Assignment: Output every entry exactly as written.
++++ Extracted records ++++
Issue #1164, opened 2024-10-02
Templating doesn't work reliably without a `.regal` directory


anderseknert:
It seems like the templating of new files imposed by `directory-structure-mismatch` doesn't work very well unless there is a `.regal` directory to pin the workspace root to. Since this is going to be the first impression many will get of Regal, it should be fixed before next release.

anderseknert:
#1141 certainly related, so might be a good idea to look at both at the same time.

Issue #1141, opened 2024-09-26
Skip templating when creating policy file in workspace root. Allow disabling templating.


anderseknert:
We currently create a "main" directory for this and move it there. This has rightly been perceived as confusing, and there's nothing in this process that provides a clue as to why this happened. We could add a comment or something like that in the template, but a simpler approach is to just skip templating in the workspace root. This will instead flag a violation, giving users a chance to learn about it, and disable it if they so want.

On the topic of disabling, we should also allow disabling templating altogether.

anderseknert:
I don't think there's much more to be done here. Will you can't disable templating separately, you can always disable the directory-package-mismatch rule.

PR #1171, opened 2024-10-03
lsp/templating: gracefully handle unknown root

charlieegan3:
This also disables templating for files in the root.

Fixes https://github.com/StyraInc/regal/issues/1164

Related to https://github.com/StyraInc/regal/issues/1141, but this needs more work

Sorry for the low res video... 

https://github.com/user-attachments/assets/18c95fce-4981-4e8b-a1c0-45418aac9573

### DIFF
--- a/internal/lsp/server.go
+++ b/internal/lsp/server.go
@@ -986,12 +986,16 @@ func (l *LanguageServer) StartTemplateWorker(ctx context.Context) {
 		case <-ctx.Done():
 			return
 		case job := <-l.templateFileJobs:
+			// disable the templating feature for files in the workspace root.
+			if filepath.Dir(uri.ToPath(l.clientIdentifier, job.URI)) ==
+				uri.ToPath(l.clientIdentifier, l.workspaceRootURI) {
+				continue
+			}
+
 			// determine the new contents for the file, if permitted
 			newContents, err := l.templateContentsForFile(job.URI)
 			if err != nil {
-				if !errors.Is(err, &templatingInRootError{}) {
-					l.logError(fmt.Errorf("failed to template new file: %w", err))
-				}
+				l.logError(fmt.Errorf("failed to template new file: %w", err))
 
 				continue
 			}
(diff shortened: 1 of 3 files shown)


internal/lsp/server.go
```diff
@@ -356,10 +356,10 @@ func (l *LanguageServer) StartDiagnosticsWorker(ctx context.Context) {
...
 				return
 			case job := <-workspaceLintRuns:
-				// if there are no files in the cache, then there is no need to
-				// run the aggregate report. This can happen if the server is
-				// very slow to start up.
-				if len(l.cache.GetAllFiles()) == 0 {
+				// if there are no parsed modules in the cache, then there is
+				// no need to run the aggregate report. This can happen if the
+				// server is very slow to start up.
+				if len(l.cache.GetAllModules()) == 0 {
```
charlieegan3, line 362: This is unrelated, but is something that I noticed when working with empty files, a better check here is to test if there are modules rather than if there are files since empty files have no parse.

internal/lsp/server_template_test.go
```diff
@@ -124,6 +116,73 @@ func TestTemplateContentsForFile(t *testing.T) {
 	}
 }
 
+func TestTemplateContentsForFileInWorkspaceRoot(t *testing.T) {
```
charlieegan3, line 119: Root is not allowed and is an error which can be silently ignored if the caller understands it.

internal/lsp/server_template_test.go
```diff
@@ -124,6 +116,73 @@ func TestTemplateContentsForFile(t *testing.T) {
...
+	if err == nil {
+		t.Fatalf("expected error")
+	}
+
+	if !errors.Is(err, &templatingInRootError{}) {
+		t.Fatalf("expected error to be templatingInRootError, got %T", err)
+	}
+}
+
+func TestTemplateContentsForFileWithUnknownRoot(t *testing.T) {
```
++++
Solution below:
Issue #1164, opened 2024-10-02
Templating doesn't work reliably without a `.regal` directory


anderseknert:
It seems like the templating of new files imposed by `directory-structure-mismatch` doesn't work very well unless there is a `.regal` directory to pin the workspace root to. Since this is going to be the first impression many will get of Regal, it should be fixed before next release.

anderseknert:
#1141 certainly related, so might be a good idea to look at both at the same time.

Issue #1141, opened 2024-09-26
Skip templating when creating policy file in workspace root. Allow disabling templating.


anderseknert:
We currently create a "main" directory for this and move it there. This has rightly been perceived as confusing, and there's nothing in this process that provides a clue as to why this happened. We could add a comment or something like that in the template, but a simpler approach is to just skip templating in the workspace root. This will instead flag a violation, giving users a chance to learn about it, and disable it if they so want.

On the topic of disabling, we should also allow disabling templating altogether.

anderseknert:
I don't think there's much more to be done here. Will you can't disable templating separately, you can always disable the directory-package-mismatch rule.

PR #1171, opened 2024-10-03
lsp/templating: gracefully handle unknown root

charlieegan3:
This also disables templating for files in the root.

Fixes https://github.com/StyraInc/regal/issues/1164

Related to https://github.com/StyraInc/regal/issues/1141, but this needs more work

Sorry for the low res video... 

https://github.com/user-attachments/assets/18c95fce-4981-4e8b-a1c0-45418aac9573

### DIFF
--- a/internal/lsp/server.go
+++ b/internal/lsp/server.go
@@ -986,12 +986,16 @@ func (l *LanguageServer) StartTemplateWorker(ctx context.Context) {
 		case <-ctx.Done():
 			return
 		case job := <-l.templateFileJobs:
+			// disable the templating feature for files in the workspace root.
+			if filepath.Dir(uri.ToPath(l.clientIdentifier, job.URI)) ==
+				uri.ToPath(l.clientIdentifier, l.workspaceRootURI) {
+				continue
+			}
+
 			// determine the new contents for the file, if permitted
 			newContents, err := l.templateContentsForFile(job.URI)
 			if err != nil {
-				if !errors.Is(err, &templatingInRootError{}) {
-					l.logError(fmt.Errorf("failed to template new file: %w", err))
-				}
+				l.logError(fmt.Errorf("failed to template new file: %w", err))
 
 				continue
 			}
(diff shortened: 1 of 3 files shown)


internal/lsp/server.go
```diff
@@ -356,10 +356,10 @@ func (l *LanguageServer) StartDiagnosticsWorker(ctx context.Context) {
...
 				return
 			case job := <-workspaceLintRuns:
-				// if there are no files in the cache, then there is no need to
-				// run the aggregate report. This can happen if the server is
-				// very slow to start up.
-				if len(l.cache.GetAllFiles()) == 0 {
+				// if there are no parsed modules in the cache, then there is
+				// no need to run the aggregate report. This can happen if the
+				// server is very slow to start up.
+				if len(l.cache.GetAllModules()) == 0 {
```
charlieegan3, line 362: This is unrelated, but is something that I noticed when working with empty files, a better check here is to test if there are modules rather than if there are files since empty files have no parse.

internal/lsp/server_template_test.go
```diff
@@ -124,6 +116,73 @@ func TestTemplateContentsForFile(t *testing.T) {
 	}
 }
 
+func TestTemplateContentsForFileInWorkspaceRoot(t *testing.T) {
```
charlieegan3, line 119: Root is not allowed and is an error which can be silently ignored if the caller understands it.

internal/lsp/server_template_test.go
```diff
@@ -124,6 +116,73 @@ func TestTemplateContentsForFile(t *testing.T) {
...
+	if err == nil {
+		t.Fatalf("expected error")
+	}
+
+	if !errors.Is(err, &templatingInRootError{}) {
+		t.Fatalf("expected error to be templatingInRootError, got %T", err)
+	}
+}
+
+func TestTemplateContentsForFileWithUnknownRoot(t *testing.T) {
```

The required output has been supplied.